### Directions
The response should consist of the records, reproduced exactly.
----
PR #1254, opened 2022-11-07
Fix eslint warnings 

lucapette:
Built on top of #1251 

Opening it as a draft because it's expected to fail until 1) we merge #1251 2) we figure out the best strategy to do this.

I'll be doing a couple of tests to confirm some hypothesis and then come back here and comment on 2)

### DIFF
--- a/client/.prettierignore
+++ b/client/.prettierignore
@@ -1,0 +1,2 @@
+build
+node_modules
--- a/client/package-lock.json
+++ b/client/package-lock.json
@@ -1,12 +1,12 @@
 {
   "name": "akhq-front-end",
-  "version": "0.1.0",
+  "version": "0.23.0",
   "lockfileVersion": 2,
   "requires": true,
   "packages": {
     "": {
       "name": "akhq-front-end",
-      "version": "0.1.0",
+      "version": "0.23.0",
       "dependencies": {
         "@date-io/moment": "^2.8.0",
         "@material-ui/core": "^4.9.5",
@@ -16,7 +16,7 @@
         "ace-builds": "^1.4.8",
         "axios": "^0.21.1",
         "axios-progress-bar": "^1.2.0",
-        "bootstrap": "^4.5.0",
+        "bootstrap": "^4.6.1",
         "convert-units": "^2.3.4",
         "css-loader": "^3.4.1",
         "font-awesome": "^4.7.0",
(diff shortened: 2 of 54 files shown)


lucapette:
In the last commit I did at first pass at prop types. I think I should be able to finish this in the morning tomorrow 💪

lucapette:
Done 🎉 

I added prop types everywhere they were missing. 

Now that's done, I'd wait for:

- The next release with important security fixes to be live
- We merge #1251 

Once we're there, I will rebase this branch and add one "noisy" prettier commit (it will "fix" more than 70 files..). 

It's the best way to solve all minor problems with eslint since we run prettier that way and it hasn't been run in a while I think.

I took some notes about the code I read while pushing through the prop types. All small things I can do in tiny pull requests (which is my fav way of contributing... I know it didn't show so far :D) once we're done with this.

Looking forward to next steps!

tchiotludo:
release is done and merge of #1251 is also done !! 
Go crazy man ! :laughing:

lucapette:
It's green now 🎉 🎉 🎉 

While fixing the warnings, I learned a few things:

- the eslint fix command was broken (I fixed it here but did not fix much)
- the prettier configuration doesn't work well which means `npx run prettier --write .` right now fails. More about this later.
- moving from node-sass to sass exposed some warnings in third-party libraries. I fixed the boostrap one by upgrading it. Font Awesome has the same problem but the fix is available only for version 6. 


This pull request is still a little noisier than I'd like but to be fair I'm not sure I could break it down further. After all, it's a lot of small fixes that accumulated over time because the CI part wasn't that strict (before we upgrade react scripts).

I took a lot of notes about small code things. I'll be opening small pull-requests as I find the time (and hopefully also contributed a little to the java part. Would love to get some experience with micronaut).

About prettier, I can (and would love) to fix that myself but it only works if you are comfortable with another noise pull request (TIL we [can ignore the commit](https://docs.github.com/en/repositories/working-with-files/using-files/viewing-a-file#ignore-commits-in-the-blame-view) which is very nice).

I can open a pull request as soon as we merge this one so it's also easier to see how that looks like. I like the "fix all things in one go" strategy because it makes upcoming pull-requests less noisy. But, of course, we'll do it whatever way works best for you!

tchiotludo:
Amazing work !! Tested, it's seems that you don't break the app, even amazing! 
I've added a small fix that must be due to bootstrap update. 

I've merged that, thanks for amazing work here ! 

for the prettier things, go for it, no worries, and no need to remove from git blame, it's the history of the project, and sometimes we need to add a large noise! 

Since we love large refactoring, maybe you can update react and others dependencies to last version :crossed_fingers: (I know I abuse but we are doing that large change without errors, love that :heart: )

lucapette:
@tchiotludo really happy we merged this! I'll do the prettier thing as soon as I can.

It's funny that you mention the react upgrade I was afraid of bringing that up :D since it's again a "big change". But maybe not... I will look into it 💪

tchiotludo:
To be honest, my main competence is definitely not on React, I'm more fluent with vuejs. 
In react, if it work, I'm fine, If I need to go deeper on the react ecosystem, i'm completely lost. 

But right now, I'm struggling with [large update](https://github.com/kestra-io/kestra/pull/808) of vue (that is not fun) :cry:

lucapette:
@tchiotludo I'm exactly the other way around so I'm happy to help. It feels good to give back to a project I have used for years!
----
### Reply
PR #1254, opened 2022-11-07
Fix eslint warnings 

lucapette:
Built on top of #1251 

Opening it as a draft because it's expected to fail until 1) we merge #1251 2) we figure out the best strategy to do this.

I'll be doing a couple of tests to confirm some hypothesis and then come back here and comment on 2)

### DIFF
--- a/client/.prettierignore
+++ b/client/.prettierignore
@@ -1,0 +1,2 @@
+build
+node_modules
--- a/client/package-lock.json
+++ b/client/package-lock.json
@@ -1,12 +1,12 @@
 {
   "name": "akhq-front-end",
-  "version": "0.1.0",
+  "version": "0.23.0",
   "lockfileVersion": 2,
   "requires": true,
   "packages": {
     "": {
       "name": "akhq-front-end",
-      "version": "0.1.0",
+      "version": "0.23.0",
       "dependencies": {
         "@date-io/moment": "^2.8.0",
         "@material-ui/core": "^4.9.5",
@@ -16,7 +16,7 @@
         "ace-builds": "^1.4.8",
         "axios": "^0.21.1",
         "axios-progress-bar": "^1.2.0",
-        "bootstrap": "^4.5.0",
+        "bootstrap": "^4.6.1",
         "convert-units": "^2.3.4",
         "css-loader": "^3.4.1",
         "font-awesome": "^4.7.0",
(diff shortened: 2 of 54 files shown)


lucapette:
In the last commit I did at first pass at prop types. I think I should be able to finish this in the morning tomorrow 💪

lucapette:
Done 🎉 

I added prop types everywhere they were missing. 

Now that's done, I'd wait for:

- The next release with important security fixes to be live
- We merge #1251 

Once we're there, I will rebase this branch and add one "noisy" prettier commit (it will "fix" more than 70 files..). 

It's the best way to solve all minor problems with eslint since we run prettier that way and it hasn't been run in a while I think.

I took some notes about the code I read while pushing through the prop types. All small things I can do in tiny pull requests (which is my fav way of contributing... I know it didn't show so far :D) once we're done with this.

Looking forward to next steps!

tchiotludo:
release is done and merge of #1251 is also done !! 
Go crazy man ! :laughing:

lucapette:
It's green now 🎉 🎉 🎉 

While fixing the warnings, I learned a few things:

- the eslint fix command was broken (I fixed it here but did not fix much)
- the prettier configuration doesn't work well which means `npx run prettier --write .` right now fails. More about this later.
- moving from node-sass to sass exposed some warnings in third-party libraries. I fixed the boostrap one by upgrading it. Font Awesome has the same problem but the fix is available only for version 6. 


This pull request is still a little noisier than I'd like but to be fair I'm not sure I could break it down further. After all, it's a lot of small fixes that accumulated over time because the CI part wasn't that strict (before we upgrade react scripts).

I took a lot of notes about small code things. I'll be opening small pull-requests as I find the time (and hopefully also contributed a little to the java part. Would love to get some experience with micronaut).

About prettier, I can (and would love) to fix that myself but it only works if you are comfortable with another noise pull request (TIL we [can ignore the commit](https://docs.github.com/en/repositories/working-with-files/using-files/viewing-a-file#ignore-commits-in-the-blame-view) which is very nice).

I can open a pull request as soon as we merge this one so it's also easier to see how that looks like. I like the "fix all things in one go" strategy because it makes upcoming pull-requests less noisy. But, of course, we'll do it whatever way works best for you!

tchiotludo:
Amazing work !! Tested, it's seems that you don't break the app, even amazing! 
I've added a small fix that must be due to bootstrap update. 

I've merged that, thanks for amazing work here ! 

for the prettier things, go for it, no worries, and no need to remove from git blame, it's the history of the project, and sometimes we need to add a large noise! 

Since we love large refactoring, maybe you can update react and others dependencies to last version :crossed_fingers: (I know I abuse but we are doing that large change without errors, love that :heart: )

lucapette:
@tchiotludo really happy we merged this! I'll do the prettier thing as soon as I can.

It's funny that you mention the react upgrade I was afraid of bringing that up :D since it's again a "big change". But maybe not... I will look into it 💪

tchiotludo:
To be honest, my main competence is definitely not on React, I'm more fluent with vuejs. 
In react, if it work, I'm fine, If I need to go deeper on the react ecosystem, i'm completely lost. 

But right now, I'm struggling with [large update](https://github.com/kestra-io/kestra/pull/808) of vue (that is not fun) :cry:

lucapette:
@tchiotludo I'm exactly the other way around so I'm happy to help. It feels good to give back to a project I have used for years!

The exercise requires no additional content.